During one of such protest rallies, representatives of the opposition parties together with IDPs were loudly denouncing persecution and oppression of IDPs and demanding alternative places and jobs within Tbilisi area. The rally was joined by MP Gia Tsagareishvili who stated that the Authorities go on with persecution of citizens and that Potskho-Etseri village where the rehabilitation Center is located is a destitute place without even electricity (no matter that a hydropower station stands at the distance of 700 meters from there). The IDPs participating in the rally say that their relatives and close friends were evicted illegally; the police used force and no one knew where the poor evicted persons were scurried away.
Eviction of IDPs has started from Bagebi area of the Capital. Police called in to the former Student Residential Blocks currently hosting hundreds of IDP families early morning and demanded from them to leave the residences immediately. Many IDPs living there in three high rising old Soviet buildings lost their homes during the August war. They yielded to the police demands but this did not stop them protesting all along the way. They say most of them did not receive compensation and that they had formal documents allowing them to stay till their compensation.

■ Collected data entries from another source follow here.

PR #6293, opened 2022-05-19
[Gekidou] retry post

enahum:
#### Summary
* Adds functionality to "Try again" on a failed post.
* Fixes an issue attaching files on Android

#### Ticket Link
https://mattermost.atlassian.net/browse/MM-44418
https://mattermost.atlassian.net/browse/MM-44425

```release-note
NONE
```

### DIFF
--- a/app/actions/remote/post.ts
+++ b/app/actions/remote/post.ts
@@ -101,8 +101,14 @@ export async function createPost(serverUrl: string, post: Partial<Post>, files: 
 
     const initialPostModels: Model[] = [];
 
-    const filesModels = await operator.handleFiles({files, prepareRecordsOnly: true});
-    initialPostModels.push(...filesModels);
+    if (files.length) {
+        for (const f of files) {
+            // Set the pending post Id
+            f.post_id = pendingPostId;
+        }
+        const filesModels = await operator.handleFiles({files, prepareRecordsOnly: true});
+        initialPostModels.push(...filesModels);
+    }
 
     const postModels = await operator.handlePosts({
         actionType: ActionType.POSTS.RECEIVED_NEW,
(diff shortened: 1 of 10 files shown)


app/actions/remote/post.ts
```diff
@@ -182,6 +188,59 @@ export async function createPost(serverUrl: string, post: Partial<Post>, files:
...
+            props: {
+                ...apiPost.props,
+                failed: false,
+            },
+            id: '',
+            create_at: timestamp,
+            update_at: timestamp,
+            delete_at: 0,
+        } as Post;
+        const created = await client.createPost(newPost);
```
larkox, line 218: From the look of this, the post will look as failed while the post gets posted. If the createPost takes long, or it fails, nothing changes in the front-end.

Am I missing something? Shouldn't we store the newPost without the failed state (and the new timestamp) and then do the client action (and handle the post one more time with the failed state or not after the client action is performed)?

larkox (changes requested):
Just one comment, but seems like a big one :sweat_smile:

app/actions/remote/post.ts
enahum: hm, I see what you mean.. what we could do is we could update the PostModel to remove the `failed` prop and update the timestamps as well.
Execute the request and in case of failure add back the `failed` prop..

Another option would be:
Remove the post and call `createPost` again...

Which approach are you inclining for?

larkox: I feel removing and creating will create more artifacts (observables launching when the post is not there, everything reordering to show it, and then the post comes up again...). By updating the model, when the observables trigger, they will trigger just on the post (the user only perceive "color changes").

Whether we can refactor createPost to handle both cases, I leave up to you.

enahum: cool.. I'll address it, probably ready by tomorrow.

jgilliam17:
I saw one crash on the PR app on android, not reproducing, only happened on first file upload.

enahum:
> I saw one crash on the PR app on android, not reproducing, only happened on first file upload.

@jgilliam17 it would be awesome if you can reproduce, get steps, file type.. etc.. maybe try installing from scratch?

jgilliam17:
I can reproduce on fresh install only and with first file upload. After relaunch files can be uploaded without any issues.

package-lock.json
```diff
@@ -3074,7 +3073,7 @@
     },
     "node_modules/@mattermost/react-native-network-client": {
       "version": "0.1.0",
-      "resolved": "git+ssh://git@github.com/mattermost/react-native-network-client.git#aaf88d2142e8b5c3b89b17aa19605232c490b763",
+      "resolved": "git+ssh://git@github.com/mattermost/react-native-network-client.git#c17f1c042ac8c29a16e9222d4c1b172e93987b64",
```
enahum, line 3076: this reference fixes the crash seen by @jgilliam17 

the actual fix can be seen here https://github.com/mattermost/react-native-network-client/commit/c17f1c042ac8c29a16e9222d4c1b172e93987b64

app/actions/remote/post.ts
```diff
@@ -182,6 +188,75 @@ export async function createPost(serverUrl: string, post: Partial<Post>, files:
...
+            },
+            id: '',
+            create_at: timestamp,
+            update_at: timestamp,
+            delete_at: 0,
+        } as Post;
+
+        // Update the local post to reflect the pending state in the UI
+        // timestamps will remain the same as the initial attempt
+        post.prepareUpdate((p) => {
```
larkox, line 221: If the timestamp remains as the initial attempt, the "Time to fail" logic we have will trigger again, and will look as failed from the beginning. Either we change the "time to fail" logic, or the timestamp.

larkox (changes requested):
One more small detail, regarding the "time to fail" logic we have in place.

enahum:
> One more small detail, regarding the "time to fail" logic we have in place.

If we change the timestamp we are going to have to manually change the postINchannel or postInThread timestamps, if we only change the timestamp to the post model it will dissapear from the post list.

enahum:
> > One more small detail, regarding the "time to fail" logic we have in place.
> 
> If we change the timestamp we are going to have to manually change the postINchannel or postInThread timestamps, if we only change the timestamp to the post model it will dissapear from the post list.

@larkox what if we change the logic for tieme to fail in your PR to use the `updateAt` field instead of `createAt`

I can make the changes here to update that field and then we make the changes in your PR as well (you're PR will need to remove the retryPost action though

enahum:
@larkox time to fail added

app/utils/post/index.ts
```diff
@@ -39,7 +40,8 @@ export function isPostEphemeral(post: PostModel): boolean {
 }
 
 export function isPostPendingOrFailed(post: PostModel): boolean {
-    return post.pendingPostId === post.id || post.props?.failed;
+    const isFailed = post.props?.failed || ((post.pendingPostId === post.id) && (Date.now() > post.updateAt + POST_TIME_TO_FAIL));
```
larkox, line 43: To avoid repetition, we can make this a function (we are using this also on `post_list/post/post`)

larkox (approved):

app/utils/post/index.ts
enahum: done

The opposition representatives turned up in Bagebi in the morning. In addition, the EU monitoring mission representatives also seemed to be present and watching on.
While the IDPs were being evicted, their relatives – IDPs themselves - started to arrive from other compact settlements but at the entrance of the area police clashed with them trying to block them off and avoid potential problems in eviction process. The confrontation did not last long even though IDPs managed to move away the police-planted mobile fence. One of the IDPs got sick and received emergency aid from the emergency medical team on the spot. According to initial reports, police detained up to 10 IDPs.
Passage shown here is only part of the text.